Adding collar ties could help. You could also sister on 2x6 s and double them up which would strengthen the rafters. Your knee wall idea could also work. With the wall that is not bearing to the foundation you could double up the floor joist for added support under that wall. You could also use a strongback instead of the knee wall which you make by forming an L out of 2x? and use in post and beam manner. For that matter you could use a beam and post it where you have bearing for support but the strongback can be built in the attic so may be easier to handle. Without seeing your exact situation its hard to say which option is best but you are on the right track. Hope this helps.

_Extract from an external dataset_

PR #2523, opened 2021-03-23
Export `newMetrics` function and `metrics` struct

codesome:
We have `NewRetryStage` method which takes this `metrics` struct, and given both the struct and the method to create it is unexported, it is impossible to use vendored `NewRetryStage`. We would like to use it in Grafana. Can we export them?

Good luck.


----------



## Gary in WA (Mar 11, 2009)

"I am having the 1/2 inch osb sheething replaced" ------- was the old sheathing rotten? From a roof leak? From condensation in the attic rotting it due to inadequate ventilation? Was the problem corrected? I would replace with real plywood: http://www.eima.com/pdfs/The Perfect Storm Over Stucco.pdf

"walls show no signs of spreading, there are 2x6 ceiling joist working as rafter ties." ----- something is moving or they built it that way.... Check the walls for straight with a string-line stretched outside just below plate height, pulled tight, a 2x4 distance away from house. Measure it at questionable areas. OR.... The rafters may be sliding back away from the wall, check the fascia board for outward bow. 
Collar ties are used mainly to reduce the span of rafters: http://books.google.com/books?id=1f...sult&resnum=1#v=onepage&q=collar ties&f=false

Pictures would help, of attic, of two walls, of rafters at ridge board, and of floor joists under two walls.

Be safe, Gary


----------



## Kerins Woodwork (Nov 28, 2009)

*sagging 2x6 rafters in 4:12 pitch*

Yes the attic wasn't vented at all previously I have since vented on gable ends and soffet and will have a ridge vent cut in with new roof. I feel that the rafters haven't been compromised to much do to this but feel that the osb is probably delaminated somewhat. The osb is going to be replaced with 1/2" ply, would 5/8' ply be much better. I am considering having the roofing contractor sister the rafters where needed when they rip off sheathing. I believe it would be best to have them run from ridge beam all the way to wall plate, and have them use 2x8 or 2x10 is this correct or unnecessary. I thought I would wait until the roof was done to do any interior bracing if still needed, my thought is that if I did it prior it might be in the way of any sistering or replacing they might need to do or maybe the rafters will spring back a little, not likely? thanks


----------



## tpolk (Nov 7, 2009)

I always use 5/8 if possible gives a better roof. You will need to add if you are getting rid of a sag. what is the horizontal span from ridge to inside of exterior wall and does bottom edge of 2x6 hit at this point. 2x4 exterior wall?


----------



## Daniel Holzman (Mar 10, 2009)

The actual function of collar ties is to improve the load distribution between one side of the roof and the other during uplift (high wind) events. At the location you propose, they would have no significant effect on the sag of the roof rafters.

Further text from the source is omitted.